▶ **EXERCISE AIM**:
Beginning at the top of the data below, write out every line exactly until you reach the line with "This PR avoids", and include that line.

▶ **EXERCISE MATERIAL**:

PR #5555, opened 2025-12-19
Defer redirecting cell outputs when merging cells in `opt_merge` untill after we've done a full pass over the cells.

rocallahan:

This PR avoids changing `assign_map` and `initvals`, which are inputs to the hash function for `known_cells`, while `known_cells` exists. Changing the hash function for a hashtable while it exists leads to confusing behavior. That also means the exact behavior of `opt_merge` cannot be reproduced by a parallel implementation.

This (admittedly strange) testcase exhibits the confusing (internal) behavior: [test.rtlil.txt](https://github.com/user-attachments/files/24248127/test.rtlil.txt)
`opt_merge` first adds `\cell_d_4` to `known_cells`. Then it detects that `\cell_d_3` can be merged with `\cell_d_4`, and merges them. Merging them sets `\wire_a` to `32'0` in `assign_map`. Then it checks `\cell_d_2`, which is the same as `\cell_d_4` but we compute a different hash value because `assign_map` has a value for `\wire_a` now! So after the first run through the cells, we are left with `\cell_d_2` and `\cell_d_4` in the design, whereas we really should have only `\cell_d_4`. Of course there is no actual correctness bug because we run through the cells again and eliminate `\cell_d_2` at that point.

### DIFF
--- a/passes/opt/opt_merge.cc
+++ b/passes/opt/opt_merge.cc
@@ -284,6 +284,7 @@ struct OptMergeWorker
 				CellPtrHash,
 				CellPtrEqual> known_cells (0, CellPtrHash(*this), CellPtrEqual(*this));
 
+			std::vector<RTLIL::SigSig> redirects;
 			for (auto cell : cells)
 			{
 				auto [cell_in_map, inserted] = known_cells.insert(cell);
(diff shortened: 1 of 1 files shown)


passes/opt/opt_merge.cc
```diff
@@ -284,6 +284,7 @@ struct OptMergeWorker
 				CellPtrHash,
 				CellPtrEqual> known_cells (0, CellPtrHash(*this), CellPtrEqual(*this));
 
+                       std::vector<RTLIL::SigSig> redirects;
```
widlarizer: Nit: consistent indentation with tabs across the modified lines

rocallahan: Done.

widlarizer:
Was this found by fuzzing or by hand by the way?

rocallahan:
> Was this found by fuzzing or by hand by the way?

By fuzzing.

PR #5557, opened 2025-12-19
lut2mux: add -word option

nataliakokoromyti:
lut2mux by default emits gate-level $_MUX_. In some flows it’s nicer to keep muxes as generic $mux cells (word-level) instead of immediately lowering to $_ gate cells. This adds an opt-in for that; default output stays the same.

Add an optional -word flag in lut2mux.cc. When set, the pass uses addMux() instead of addMuxGate() at the mux instantiation points during the $lut decomposition. The decomposition itself is unchanged and only the mux cell type differs with -word on.

Testing:
make -C tests/techmap techmap-lut2mux.ys (or run the test via tests/techmap/run-test.mk)
The test constructs a simple $lut in RTLIL, runs lut2mux and lut2mux -word on separate module copies (gate / word), asserts expected cell types per module, then proves they're equivalent with equiv_*.

You can also run: 
yosys -p "read_rtlil <lut_netlist.il>; lut2mux; stat"
yosys -p "read_rtlil <lut_netlist.il>; lut2mux -word; stat"

In the first case you should see $_MUX_ cells; in the second you should see $mux cells.

### DIFF
--- a/passes/techmap/lut2mux.cc
+++ b/passes/techmap/lut2mux.cc
@@ -91,7 +91,7 @@ struct Lut2muxPass : public Pass {
 			break;
 		}
 		extra_args(args, argidx, design);
-		
+
 		for (auto module : design->selected_modules())
 		for (auto cell : module->selected_cells()) {
 			if (cell->type == ID($lut)) {


passes/techmap/lut2mux.cc
```diff
@@ -44,46 +47,55 @@ int lut2mux(Cell *cell)
...
-			// if (args[argidx] == "-v") {
-			// 	continue;
-			// }
+			if (args[argidx] == "-word") {
+				word_mode = true;
+				continue;
+			}
 			break;
 		}
-		extra_args(args, argidx, design);
```
widlarizer, line 80: Removing this breaks the ability to limit selections within the command invocation

widlarizer (changes requested):
Otherwise seems like a neat complement to an existing utility

widlarizer (approved):

PR #5560, opened 2025-12-19
splitlarge: split wide $add/$sub operators

nataliakokoromyti:
Some backends struggle with very wide $add/$sub cells. This pass provides a controlled way to break them into smaller operators without changing semantics.

The new splitlarge opt pass rewrites wide $add/$sub cells into low/high adders with explicit carry propagation, recursively splitting until each operator’s width is ≤ -max_width (default 128). Intended to run after proc/simplemap.

Tests can be found under tests/opt/ . They cover wide add/sub with both signed and unsigned operands.

### DIFF
--- a/passes/opt/Makefile.inc
+++ b/passes/opt/Makefile.inc
@@ -39,3 +39,5 @@ PEEPOPT_PATTERN += passes/opt/peepopt_formal_clockgateff.pmg
 passes/opt/peepopt_pm.h: passes/pmgen/pmgen.py $(PEEPOPT_PATTERN)
 	$(P) mkdir -p $(dir $@) && $(PYTHON_EXECUTABLE) $< -o $@ -p peepopt $(filter-out $<,$^)
 endif
+
+OBJS += passes/opt/splitlarge.o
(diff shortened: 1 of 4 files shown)


widlarizer:
> Some backends struggle with very wide $add/$sub cells
Which ones? Is it the case that some do and others don't and if so then why?

nataliakokoromyti:
for example, after simplemap, a 512–2048 bit $add/$sub lowers into a single XOR/AND/OR chain with thousands of nodes and then ABC’s &rewrite, &refactor, and &balance passes may prune useful cuts. however, splitting the operator into <= 128-bit blocks breaks it into regions those passes can actually optimize

widlarizer:
That sounds reasonable, but is there a reason this feature wasn't built before? Is there something unique to some backends? Is the purpose to end up with DSP blocks used for adders? For example, `synth_xilinx` seems to emit DSPs only if multiplications are emitted too, and dissolves adders into LUTs, see `tests/arch/xilinx/add_sub.ys`

nataliakokoromyti:
it specifically addresses the issue of large‑width adders causing dotlib files to grow quadratically. there could be other instances too but this is the one im aware of

hexratcc:
Closing this as `techmap` already lowers `$add`/`$sub` through `$lcu`, with choices for the area/depth trade-off, which seems to cover this as far as I can tell.

PR #5562, opened 2025-12-20
add breaksop feature

nataliakokoromyti:
SOP-style logic with multiple outputs can be hard to reason about when debugging or dealing with mapping/optimization downstream flows. breaksop breaks apart this logic into simpler pieces. 

Adds a new breaksop techmap pass that rewrites multi-output SOP structures into simpler, equivalent logic. The pass is implemented in passes/techmap/breaksop.cc and registered via the techmap Makefile.

Adds a .ys test that runs breaksop on single and multiple SOP cases and checks that the rewritten netlist matches the expected structure.


widlarizer:
In what situation would you arrive at unwanted `$sop` cells without requesting them to be created from your logic?

PR #5563, opened 2025-12-21
feature breakreduce

nataliakokoromyti:
it would be easier to work with primitive logic when using certain backends or debugging / gate counting. as they currently are, $reduce_*, $logic_*, and $eq/$ne hide real structure (fan-in, depth, boolean). This PR adds an explicit way to lower them.

We add an optional breakreduce pass that expands reduce cells into $and/$or/$xor trees (plus $not for XNOR), lowers logic ops by booleanizing inputs first, and lowers eq/ne via xor + reduce-or with optional not. All other attributes are preserved and the orginal cells are removed. 

For testing, use tests/techmap/breakreduce.ys. Covers reduce, logic, and eq/ne cases, including slices and odd widths. Uses equiv_opt -assert breakreduce and asserts expected primitive cell counts.


widlarizer:
...`techmap` does this just fine? Together with https://github.com/YosysHQ/yosys/pull/5562#issuecomment-3714839345 you should get the same exact behavior

PR #5564, opened 2025-12-22
Add support for fuzz-test comparison of two passes intended to give identical RTLIL results

rocallahan:

Requested in https://github.com/YosysHQ/yosys/pull/5530#issuecomment-3636419404.

When making substantial changes to a pass that are intended to preserve RTLIL results exactly, it will be helpful to have large-scale automated testing.

We use [AFL++](https://github.com/AFLplusplus/AFLplusplus) with the [Grammar-Mutator](https://github.com/AFLplusplus/Grammar-Mutator) plugin to generate RTLIL testcases. For each testcase, we run a Yosys script that applies both the old and new implementation of the pass to the same design and compares the results. Testcase generation is coverage-guided, i.e. the fuzzer will try to find testcases that exercise all code in the old and new implementation of the pass (and in the RTLIL parser).

To ensure RTLIL testcases are semantically valid, we add a `-legalize` option to `read_rtlil` which, upon encountering a failed semantic check, fixes up the RTLIL deterministically instead of rejecting it. 

We add a `design_equal` command to check that two designs are equal at the RTLIL level.

This PR contains the implementation of `-legalize` and `design_equal`, plus instructions for how to use the tools.

I used this setup to fuzz my [parallel `opt_merge` implementation](https://github.com/YosysHQ/yosys/pull/5530). It found one behavior mismatch (to be fixed [here](https://github.com/YosysHQ/yosys/pull/5555)). Also when I removed the "sort cells to delete" code from my PR, it found the resulting bug. So I think it has some value.

### DIFF
--- a/tests/pass-fuzzing.md
+++ b/tests/pass-fuzzing.md
@@ -1,0 +1,106 @@
+Suppose you're making significant changes to a pass that should not change
+the pass's output in any way. It might be useful to run a large number of
+automatically generated tests to try to find bugs where the output has
+changed. This document describes how to do that.
+
+Basically we're going to use [AFL++](https://github.com/AFLplusplus/AFLplusplus) with the
+[Grammar-Mutator](https://github.com/AFLplusplus/Grammar-Mutator) plugin to generate
+RTLIL testcases. For each testcase, we run a Yosys script that applies both the old and new
+implementation of the pass to the same design and compares the results. Testcase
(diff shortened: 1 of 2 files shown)


widlarizer (approved):
This looks great. The `design_equal` pass seems good to go and I was able to painlessly start fuzzing based on the fuzzing doc as well. I made a followup issue to integrate it into our public docs

Issue #5569, opened 2025-12-23
Logic loop for asynchronous partial reset trigger


likeamahoney:
### Feature Description

Hi all!

Consider the following example with an asynchronous partial reset:

```verilog
`define WIDTH 5
module top(input CLK, input [`WIDTH-1:0] D, input RST, output [`WIDTH-1:0] Q_w);
  reg [`WIDTH-1:0] Q;
  assign Q_w = Q;

  always @(posedge CLK, posedge RST)
  if (RST)
    {Q[`WIDTH-1], Q[0]} <= 0;
  else
    Q <= D;
endmodule
```

For this code, `Yosys` (tested with a recent version: `Yosys 0.60+59` (`git sha1 09f9e0e8d, clang++ 21.1.5 -fPIC -O3`)) generates an `$aldff` cell after the `read_verilog` and `proc` passes:

```
  cell $aldff $procdff$4
    parameter \WIDTH 5
    parameter \ALOAD_POLARITY 1'1
    parameter \CLK_POLARITY 1'1
    connect \D \D
    connect \Q \Q
    connect \AD { 1'0 \Q [3:1] 1'0 }
    connect \CLK \CLK
    connect \ALOAD $auto$rtlil.cc:3326:ReduceOr$3
  end
```

Here, the asynchronous data input `\AD` is driven in part by `\Q [3:1]`, which introduces a logic loop back to the `Q` output.

If the `check -assert` pass is executed, `Yosys` reports the following warnings:

```
yosys> check -assert

4. Executing CHECK pass (checking for obvious problems).
Checking module top...
Warning: found logic loop in module top:
    cell $procdff$4 ($aldff) source: top.v:6.3-10.12
      AD[1] --> Q[1]
    wire \Q [1] source: top.v:3.15-3.16
Warning: found logic loop in module top:
    cell $procdff$4 ($aldff) source: top.v:6.3-10.12
      AD[2] --> Q[2]
    wire \Q [2] source: top.v:3.15-3.16
Warning: found logic loop in module top:
    cell $procdff$4 ($aldff) source: top.v:6.3-10.12
      AD[3] --> Q[3]
    wire \Q [3] source: top.v:3.15-3.16
Found and reported 3 problems.
ERROR: Found 3 problems in 'check -assert'.
```

[...]

Issue #3442, opened 2022-08-09
How to identify bit-level dffsr ？


1396510211:
## How to identify bit-level dffsr ？

Consider the following example
```verilog
module TOP(
	input reg [4:0] out,
	input wire clk,
	input wire reset,
	input wire set,
	input wire [4:0] in,
);

	always@(posedge clk, negedge reset, negedge set) begin
		if(!reset) begin
			out[0] = 0;
			out[1] = 0;
		end
		else if (!set) begin 
			out[0] = 1;
			out[1] = 1;
			out[2] = 1;
		end
		else begin
			out[0] = in[0];
			out[1] = in[1];
			out[2] = in[2];
			out[3] = in[3];
		end
	end

endmodule

```
When I do the following ：
```shell
read -sv demo.v 
hierarchy -top TOP 
proc
opt_dff
flatten
```
## Expected behavior

The expected result is that there are two bits of dffsr(that is out[0] and out[1]) , one bit of adff, and one bit of dffe.

## Actual behavior
``` verilog
  attribute \src "demo.v:9.2-25.5"
  cell $dffsr $procdff$20
    parameter \CLR_POLARITY 1'1
    parameter \SET_POLARITY 1'1
    parameter \CLK_POLARITY 1'1
    parameter \WIDTH 4
    connect \CLR $auto$proc_dff.cc:124:gen_dffsr_complex$19
    connect \SET $auto$proc_dff.cc:117:gen_dffsr_complex$17
    connect \CLK \clk
    connect \Q \out [3:0]
    connect \D \in [3:0]
  end
```

nakengelhardt:
The script you have posted does not at any point map to fine-grain cells, so I am not sure why you would expect that outcome? Mapping to fine-grain would involve a flow that runs `techmap` at some point.

1396510211:
When I execute the techmap pass :
```bash attribute \src "test.v:9.51-25.5"
  cell $_DFFSR_PPP_ $auto$90
    connect \Q \out [2]
    connect \D \in [2]
    connect \R $auto$19 [2]
    connect \S $auto$17 [2]
    connect \C \clk
  end

  attribute \src "test.v:9.51-25.5"
  cell $_DFFSR_PPP_ $auto$89
    connect \Q \out [1]
    connect \D \in [1]
    connect \R $auto$19 [1]
    connect \S $auto$17 [1]
    connect \C \clk
  end

  attribute \src "test.v:9.51-25.5"
[...]

Issue #344, opened 2017-05-13
Verilog hieararchical names with $readmemh


niels-moller:
I'm trying to initialize a memory block using $readmemh, and I don't want to do the initialization in the module defining the ram, but in my top module. Here's a complete but cut down example: 

```
module ram_unit(input clk, input rst,
		input cyc, input stb,
		input we, output ack,
		input [SIZE-1:0]  adr,
		input [63:0] 	  dat_write,
		output reg [63:0] dat_read);
   parameter  SIZE = 3; // Address size
   reg [63:0] mem [0:(1 << SIZE)-1];
   integer    i;

   // Always completes in a single cycle.
   assign ack = 1;

   // Written this way due to
   // https://github.com/cliffordwolf/yosys/issues/335
   always @(posedge clk)
     if (cyc & stb & ~we) begin
	dat_read <= mem[adr];
     end
   always @(posedge clk)
     if (cyc & stb & we) begin
	mem[adr] <= dat_write;
     end
endmodule

module main(input clk);
   parameter SIZE = 3;

   reg rst;
   reg [SIZE-1:0] adr;
   reg cyc;
   reg stb;
   reg we;
   wire ack;
   reg [63:0] dat_write;
   wire [63:0] dat_read;
          
   ram_unit #(SIZE) 
   ram(clk, rst, cyc, stb, we, ack,
       adr, dat_write, dat_read);

   initial begin
      $readmemh("/dev/null", ram.mem);
   end
endmodule
```

This is accepted by iverilog -Wall, but not by yosys:

```
$ yosys -q -f verilog -p synth_ice40 readmemh-1.vl 
ERROR: Failed to evaluate system function `\$readmemh' with non-memory 2nd argument at readmemh-1.vl:43.
```

As a work-around, I tried changing the initial block to read into a locally defined memory, and then copying it to the target memory, like this:

```
module ram_unit(input clk, input rst,
		input cyc, input stb,
		input we, output ack,
		input [SIZE-1:0]  adr,
		input [63:0] 	  dat_write,
		output reg [63:0] dat_read);
   parameter  SIZE = 3; // Address size
   reg [63:0] mem [0:(1 << SIZE)-1];
   integer    i;

   // Always completes in a single cycle.
   assign ack = 1;

   // Written this way due to
   // https://github.com/cliffordwolf/yosys/issues/335
   always @(posedge clk)
     if (cyc & stb & ~we) begin
	dat_read <= mem[adr];
     end
[...]

PR #5570, opened 2025-12-23
Add aldff splitting to avoid logic data loops

likeamahoney:
Hi all,

This PR implements a fix for issue https://github.com/YosysHQ/yosys/issues/5569.

The approach splits the output of the proc pass into multiple chunks, which are then mapped to different trigger types (`$dff`, `$dffe`, or `$aldff`) depending on whether the corresponding output bits are constant, self-dependent, or neither.

I also added a set of tests to validate this solution. I would appreciate it if you could point out any proc block patterns or cases that I may have missed.

### DIFF
--- a/passes/proc/proc_dff.cc
+++ b/passes/proc/proc_dff.cc
@@ -144,6 +144,38 @@ void gen_dff(RTLIL::Module *mod, RTLIL::SigSpec sig_in, RTLIL::Const val_rst, RT
 	log(".\n");
 }
 
+
+void gen_dffe(RTLIL::Module *mod, RTLIL::SigSpec sig_in, RTLIL::SigSpec sig_out,
+		bool clk_polarity, bool en_polarity, RTLIL::SigSpec clk, RTLIL::SigSpec *en, RTLIL::Process *proc)
+{
+	std::stringstream sstr;
+	sstr << "$procdffe$" << (autoidx++);
+
+	RTLIL::Cell *cell = mod->addCell(sstr.str(), clk.empty() ? ID($ff) : ID($dffe));
+	cell->attributes = proc->attributes;
+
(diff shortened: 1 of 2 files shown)


widlarizer:
First off: _sequential_ logic loops aren't expected to be a problem for any use case, they're a totally valid pattern, right?

About splitting flops: I'm convinced that synthesis flows benefit from later `opt_dff` runs to simplify things. I think multi-bit registers can't be optimized as well if it would require slicing (only constant bits get cut out I think) but every synthesis flow we maintain ends up slicing them all into fine-grained single-bit cells and running `opt_dff`, so for synthesis I don't see value in slicing within `proc` at all

widlarizer:
Also this is related to #3442 which I think we're yet to fully address

likeamahoney:
> First off: _sequential_ logic loops aren't expected to be a problem for any use case, they're a totally valid pattern, right?
> 
> About splitting flops: I'm convinced that synthesis flows benefit from later `opt_dff` runs to simplify things. I think multi-bit registers can't be optimized as well if it would require slicing (only constant bits get cut out I think) but every synthesis flow we maintain ends up slicing them all into fine-grained single-bit cells and running `opt_dff`, so for synthesis I don't see value in slicing within `proc` at all

Hi, Thank you for review! 

Given that this is related to [#344](https://github.com/YosysHQ/yosys/issues/3442) and that the underlying issue is not fully resolved yet, one possible interim approach could be to keep my fix behind an option and eventually move this logic into `opt_dff` itself, once there is a clearer consensus on how multi-bit flops should be handled in that context. If this change is not necessary, I can close this PR. Please let me know.

widlarizer:
Ultimately, I think this is already covered by #4781 which is a thorough proc_dff rework. I'll probably be transferring the logic from that PR into `opt_dff` quite soon

PR #5663, opened 2026-02-02
opt_expr: fix const lhs of $pow to $shl

### LINKED ISSUE #5661: Incorrect `$pow` transform by opt_expr
### Version

v0.61

macOS

### Reproduction Steps

```
read_rtlil <<EOF
module \top
  wire width 3 input 2 \binary

  wire width 32 output 3 \y

  cell $pow $0
    parameter \A_WIDTH 32
    parameter \B_WIDTH 3
    parameter \A_SIGNED 1
    parameter \B_SIGNED 0
    parameter \Y_WIDTH 32
    connect \A 2
    connect \B \binary
    connect \Y \y
  end
end
EOF

dump
opt_expr
dump
```

### Expected Behavior

The transformed netlist is equivalent to the original

### Actual Behavior

```
  cell $pow $0
    parameter \A_WIDTH 32
    parameter \B_WIDTH 3
    parameter \A_SIGNED 1
    parameter \B_SIGNED 0
    parameter \Y_WIDTH 32
    connect \A 2
    connect \B \binary
    connect \Y \y
  end
```
is replaced with
```
  cell $shl $0
    parameter \A_WIDTH 1
    parameter \B_WIDTH 3
    parameter \A_SIGNED 1
    parameter \B_SIGNED 0
    parameter \Y_WIDTH 32
    connect \A 1'1
    connect \B \binary
    connect \Y \y
  end
```

Note the A input of the new instance is tied to `-1`. The function of the two netlists differs, take e.g.
```
eval -set binary 0
```
which first gives the result
```
Eval result: \y = 1.
```
and then
```
Eval result: \y = 32'11111111111111111111111111111111.
```

widlarizer:
Set A input signedness to unsigned in $pow -> $shl rewrite in opt_expr, even if it's a single-bit $pow. Fixes #5661. Can't prove correct with equiv since `$pow` isn't modeled with `SatGen` for computational complexity reasons, but the meaning of the change seems pretty self-evident. It's not too surprising that `$pow` cells would be mishandled due to how rarely exponentiation operators get used in real designs

### DIFF
--- a/passes/opt/opt_expr.cc
+++ b/passes/opt/opt_expr.cc
@@ -1667,7 +1667,11 @@ skip_identity:
 			int bit_idx;
 			const auto onehot = sig_a.is_onehot(&bit_idx);
 
-			if (onehot) {
+			// Power of two
+			// A is unsigned or positive
+			if (onehot && (!cell->parameters[ID::A_SIGNED].as_bool() || bit_idx < sig_a.size() - 1)) {
+				cell->parameters[ID::A_SIGNED] = 0;
+				// 2^B = 1<<B
 				if (bit_idx == 1) {
 					log_debug("Replacing pow cell `%s' in module `%s' with left-shift\n",
 							cell->name.c_str(), module->name.c_str());
@@ -1679,7 +1683,6 @@ skip_identity:
 					log_debug("Replacing pow cell `%s' in module `%s' with multiply and left-shift\n",
 							cell->name.c_str(), module->name.c_str());
 					cell->type = ID($mul);
-					cell->parameters[ID::A_SIGNED] = 0;
 					cell->setPort(ID::A, Const(bit_idx, cell->parameters[ID::A_WIDTH].as_int()));
 
 					SigSpec y_wire = module->addWire(NEW_ID, y_size);
--- a/tests/opt/opt_expr.ys
+++ b/tests/opt/opt_expr.ys
@@ -319,3 +319,59 @@ check
 equiv_opt -assert opt_expr -keepdc
 design -load postopt
 select -assert-count 1 t:$mul r:A_WIDTH=4 %i r:B_WIDTH=4 %i r:Y_WIDTH=8 %i
+
+###########
+
+design -reset
+read_rtlil <<EOF
+module \top
+  wire width 3 input 2 \binary
+
+  wire width 32 output 3 \y
+
+  cell $pow $0
+    parameter \A_WIDTH 32
+    parameter \B_WIDTH 3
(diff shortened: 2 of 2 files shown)


povik:
I propose testing by taking the setup from #5661 and then
```
opt_expr
sat -verify -set binary 0 -prove y 1
sat -verify -set binary 1 -prove y 2
sat -verify -set binary 2 -prove y 4
sat -verify -set binary 3 -prove y 8
```

passes/opt/opt_expr.cc
```diff
@@ -1668,6 +1668,7 @@ void replace_const_cells(RTLIL::Design *design, RTLIL::Module *module, bool cons
 			const auto onehot = sig_a.is_onehot(&bit_idx);
 
 			if (onehot) {
```
povik: I'm wondering if this should be `onehot && (!cell->parameters[ID::A_SIGNED].as_bool() || bit_idx < sig_a.size() - 1)`.

While putting together a reproducer I may have stumbled on an issue with how $pow are evaluated for negative A when B_SIGNED=0:
```
read_rtlil <<EOF
module \top
  wire width 3 input 2 \binary

  wire width 32 output 3 \y

  cell $pow $0
    parameter \A_WIDTH 2
    parameter \B_WIDTH 3
    parameter \A_SIGNED 1
    parameter \B_SIGNED 0
    parameter \Y_WIDTH 32
    connect \A 2'10
    connect \B \binary
    connect \Y \y
  end
end
EOF

eval -set binary 0
eval -set binary 1
eval -set binary 2
```
produces
```
2. Executing EVAL pass (evaluate the circuit given an input).
Eval result: \y = 1.

3. Executing EVAL pass (evaluate the circuit given an input).
Eval result: \y = 2.

4. Executing EVAL pass (evaluate the circuit given an input).
Eval result: \y = 4.
```
RTLIL::const_pow itself has a branch for negative A, but signed1 may be overridden before it reaches that point. simlib.v and rtlil.cc suggest A_SIGNED!=B_SIGNED is explicitly allowed on $pow.

povik (approved):
There may be pending issues with the case A_SIGNED=1

passes/opt/opt_expr.cc
widlarizer: Very good point, I changed that condition and added a test that we don't opt on negative A

povik: > simlib.v and rtlil.cc suggest A_SIGNED=B_SIGNED is explicitly allowed on $pow.

Oops, this is meant to say A_SIGNED!=B_SIGNED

▶ **EXERCISE RESULT**:
PR #5555, opened 2025-12-19
Defer redirecting cell outputs when merging cells in `opt_merge` untill after we've done a full pass over the cells.

rocallahan:

This PR avoids changing `assign_map` and `initvals`, which are inputs to the hash function for `known_cells`, while `known_cells` exists. Changing the hash function for a hashtable while it exists leads to confusing behavior. That also means the exact behavior of `opt_merge` cannot be reproduced by a parallel implementation.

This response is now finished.